** Task instructions **
Of all the lines below, output only those starting at the one with "Thank you, Belek. Unfortunately, I" and ending at the one with "Thank you, Belek. Another", both ends included, exactly as written.

** Opening Records for the task block **

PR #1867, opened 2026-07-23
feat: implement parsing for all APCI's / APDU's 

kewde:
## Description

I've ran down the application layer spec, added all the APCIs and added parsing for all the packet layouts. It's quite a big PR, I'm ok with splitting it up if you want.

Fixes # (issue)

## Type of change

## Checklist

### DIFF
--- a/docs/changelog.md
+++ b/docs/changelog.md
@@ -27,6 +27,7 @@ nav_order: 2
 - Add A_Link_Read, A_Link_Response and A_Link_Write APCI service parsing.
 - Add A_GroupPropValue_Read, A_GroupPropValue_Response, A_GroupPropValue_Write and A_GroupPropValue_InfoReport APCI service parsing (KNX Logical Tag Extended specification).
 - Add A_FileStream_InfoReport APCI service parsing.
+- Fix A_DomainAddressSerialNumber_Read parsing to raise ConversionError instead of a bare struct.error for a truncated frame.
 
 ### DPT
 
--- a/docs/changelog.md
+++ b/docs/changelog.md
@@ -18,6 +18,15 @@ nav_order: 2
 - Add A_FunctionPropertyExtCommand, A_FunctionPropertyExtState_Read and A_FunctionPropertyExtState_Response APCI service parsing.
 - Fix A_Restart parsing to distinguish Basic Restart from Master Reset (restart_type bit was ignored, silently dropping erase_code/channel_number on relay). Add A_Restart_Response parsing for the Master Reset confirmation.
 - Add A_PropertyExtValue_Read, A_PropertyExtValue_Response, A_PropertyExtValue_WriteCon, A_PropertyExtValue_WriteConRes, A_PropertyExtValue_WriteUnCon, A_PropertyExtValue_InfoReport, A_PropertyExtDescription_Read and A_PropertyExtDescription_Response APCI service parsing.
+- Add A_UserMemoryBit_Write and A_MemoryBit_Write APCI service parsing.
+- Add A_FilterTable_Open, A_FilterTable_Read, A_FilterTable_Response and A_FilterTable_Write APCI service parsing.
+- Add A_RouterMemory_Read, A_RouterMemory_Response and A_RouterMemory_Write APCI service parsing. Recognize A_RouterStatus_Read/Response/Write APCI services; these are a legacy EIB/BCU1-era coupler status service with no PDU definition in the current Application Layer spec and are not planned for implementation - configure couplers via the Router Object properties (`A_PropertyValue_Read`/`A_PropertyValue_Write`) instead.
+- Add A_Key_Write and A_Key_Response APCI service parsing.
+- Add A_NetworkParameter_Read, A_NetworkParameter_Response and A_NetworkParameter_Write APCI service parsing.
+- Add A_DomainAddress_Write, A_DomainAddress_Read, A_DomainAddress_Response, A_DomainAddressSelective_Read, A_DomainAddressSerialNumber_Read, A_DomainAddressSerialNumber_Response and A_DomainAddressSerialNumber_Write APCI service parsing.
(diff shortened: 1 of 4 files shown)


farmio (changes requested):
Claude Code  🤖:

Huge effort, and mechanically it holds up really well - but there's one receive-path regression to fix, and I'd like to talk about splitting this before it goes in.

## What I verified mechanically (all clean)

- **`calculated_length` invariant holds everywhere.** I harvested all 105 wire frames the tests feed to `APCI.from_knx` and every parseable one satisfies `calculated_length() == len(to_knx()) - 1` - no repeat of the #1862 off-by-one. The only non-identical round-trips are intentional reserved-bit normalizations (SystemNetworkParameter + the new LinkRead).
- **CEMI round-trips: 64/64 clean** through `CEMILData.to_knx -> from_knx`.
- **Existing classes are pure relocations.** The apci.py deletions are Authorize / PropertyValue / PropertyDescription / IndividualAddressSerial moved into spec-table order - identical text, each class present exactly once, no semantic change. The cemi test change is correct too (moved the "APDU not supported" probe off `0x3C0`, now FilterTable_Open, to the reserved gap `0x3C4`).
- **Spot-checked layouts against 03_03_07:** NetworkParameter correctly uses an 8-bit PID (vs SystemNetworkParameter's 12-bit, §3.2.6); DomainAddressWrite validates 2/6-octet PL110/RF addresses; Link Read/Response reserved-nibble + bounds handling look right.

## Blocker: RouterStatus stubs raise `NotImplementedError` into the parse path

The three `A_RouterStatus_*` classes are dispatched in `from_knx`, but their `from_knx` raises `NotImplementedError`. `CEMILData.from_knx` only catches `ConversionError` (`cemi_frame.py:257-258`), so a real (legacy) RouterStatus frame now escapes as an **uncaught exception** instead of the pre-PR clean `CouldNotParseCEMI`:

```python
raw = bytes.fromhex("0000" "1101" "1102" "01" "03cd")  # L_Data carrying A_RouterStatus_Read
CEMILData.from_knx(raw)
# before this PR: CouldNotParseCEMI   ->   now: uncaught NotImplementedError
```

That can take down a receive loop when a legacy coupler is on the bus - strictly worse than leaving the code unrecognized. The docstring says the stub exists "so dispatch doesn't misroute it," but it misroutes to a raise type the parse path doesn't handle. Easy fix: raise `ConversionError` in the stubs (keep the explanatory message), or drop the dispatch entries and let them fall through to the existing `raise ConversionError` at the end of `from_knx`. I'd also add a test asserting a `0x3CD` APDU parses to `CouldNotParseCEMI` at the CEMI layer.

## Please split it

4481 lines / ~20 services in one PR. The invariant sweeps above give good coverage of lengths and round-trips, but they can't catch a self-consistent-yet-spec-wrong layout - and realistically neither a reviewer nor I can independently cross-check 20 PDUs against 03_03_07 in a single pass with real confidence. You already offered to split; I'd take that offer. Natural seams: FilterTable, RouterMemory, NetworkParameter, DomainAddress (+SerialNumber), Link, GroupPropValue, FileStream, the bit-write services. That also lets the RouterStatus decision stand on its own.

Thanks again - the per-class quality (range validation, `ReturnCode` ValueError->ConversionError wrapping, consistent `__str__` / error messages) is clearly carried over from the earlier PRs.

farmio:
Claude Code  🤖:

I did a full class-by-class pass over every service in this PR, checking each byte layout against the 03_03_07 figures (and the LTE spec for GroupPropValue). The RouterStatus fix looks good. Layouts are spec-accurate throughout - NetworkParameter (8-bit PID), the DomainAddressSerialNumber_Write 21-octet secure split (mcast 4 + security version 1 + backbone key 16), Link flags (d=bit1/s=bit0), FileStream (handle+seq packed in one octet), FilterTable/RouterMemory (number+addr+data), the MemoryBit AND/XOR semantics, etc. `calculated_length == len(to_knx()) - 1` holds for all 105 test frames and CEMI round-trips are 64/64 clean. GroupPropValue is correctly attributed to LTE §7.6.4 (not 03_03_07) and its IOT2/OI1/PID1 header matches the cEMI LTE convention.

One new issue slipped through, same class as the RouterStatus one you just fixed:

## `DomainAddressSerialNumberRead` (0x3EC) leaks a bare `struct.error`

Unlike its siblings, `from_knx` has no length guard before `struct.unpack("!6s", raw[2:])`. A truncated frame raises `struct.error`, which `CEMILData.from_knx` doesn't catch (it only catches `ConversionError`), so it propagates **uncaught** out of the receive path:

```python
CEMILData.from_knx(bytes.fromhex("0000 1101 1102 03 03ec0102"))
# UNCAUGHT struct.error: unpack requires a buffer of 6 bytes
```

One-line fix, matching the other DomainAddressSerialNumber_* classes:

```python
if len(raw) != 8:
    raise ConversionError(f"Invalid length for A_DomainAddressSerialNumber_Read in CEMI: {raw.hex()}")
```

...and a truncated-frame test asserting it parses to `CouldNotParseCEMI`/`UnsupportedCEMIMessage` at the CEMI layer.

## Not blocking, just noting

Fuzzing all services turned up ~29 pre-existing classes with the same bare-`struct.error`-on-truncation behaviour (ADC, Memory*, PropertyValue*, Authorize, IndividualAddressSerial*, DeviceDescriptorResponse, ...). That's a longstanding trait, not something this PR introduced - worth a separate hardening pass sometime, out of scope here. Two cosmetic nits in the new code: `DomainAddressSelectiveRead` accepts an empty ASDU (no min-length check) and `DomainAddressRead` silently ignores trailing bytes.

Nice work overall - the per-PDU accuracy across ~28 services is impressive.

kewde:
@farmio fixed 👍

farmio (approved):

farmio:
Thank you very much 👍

** Closing Records for the task block **
** Opening Records for the task block **

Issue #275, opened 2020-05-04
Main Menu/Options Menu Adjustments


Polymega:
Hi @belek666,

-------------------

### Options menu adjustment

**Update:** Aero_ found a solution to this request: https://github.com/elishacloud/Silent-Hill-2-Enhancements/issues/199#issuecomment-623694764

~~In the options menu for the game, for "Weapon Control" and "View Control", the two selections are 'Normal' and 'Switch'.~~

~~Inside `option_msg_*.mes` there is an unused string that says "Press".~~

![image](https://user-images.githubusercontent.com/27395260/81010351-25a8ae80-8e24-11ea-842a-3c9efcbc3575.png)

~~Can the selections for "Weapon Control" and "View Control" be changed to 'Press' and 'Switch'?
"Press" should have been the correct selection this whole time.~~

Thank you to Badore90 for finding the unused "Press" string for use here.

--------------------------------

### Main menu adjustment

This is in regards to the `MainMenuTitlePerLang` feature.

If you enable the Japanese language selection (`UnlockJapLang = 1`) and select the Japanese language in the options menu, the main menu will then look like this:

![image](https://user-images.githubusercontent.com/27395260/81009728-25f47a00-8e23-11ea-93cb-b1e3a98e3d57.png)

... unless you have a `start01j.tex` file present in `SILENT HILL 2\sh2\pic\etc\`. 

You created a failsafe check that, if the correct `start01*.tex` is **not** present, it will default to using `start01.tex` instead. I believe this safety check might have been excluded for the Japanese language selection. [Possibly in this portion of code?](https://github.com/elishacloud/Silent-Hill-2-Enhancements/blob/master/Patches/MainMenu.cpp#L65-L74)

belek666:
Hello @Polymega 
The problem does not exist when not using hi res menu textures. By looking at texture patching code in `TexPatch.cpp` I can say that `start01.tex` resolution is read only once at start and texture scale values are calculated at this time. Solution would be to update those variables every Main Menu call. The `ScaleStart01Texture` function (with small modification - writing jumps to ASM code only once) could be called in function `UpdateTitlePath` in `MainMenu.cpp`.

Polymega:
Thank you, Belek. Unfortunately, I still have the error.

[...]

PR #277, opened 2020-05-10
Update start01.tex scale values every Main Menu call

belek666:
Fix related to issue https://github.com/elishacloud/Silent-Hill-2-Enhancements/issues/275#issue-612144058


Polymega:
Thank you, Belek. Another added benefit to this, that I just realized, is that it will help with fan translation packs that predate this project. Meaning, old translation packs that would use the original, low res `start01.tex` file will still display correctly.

** Closing Records for the task block **

** Response to the exercise **
Thank you, Belek. Unfortunately, I still have the error.

[...]

PR #277, opened 2020-05-10
Update start01.tex scale values every Main Menu call

belek666:
Fix related to issue https://github.com/elishacloud/Silent-Hill-2-Enhancements/issues/275#issue-612144058


Polymega:
Thank you, Belek. Another added benefit to this, that I just realized, is that it will help with fan translation packs that predate this project. Meaning, old translation packs that would use the original, low res `start01.tex` file will still display correctly.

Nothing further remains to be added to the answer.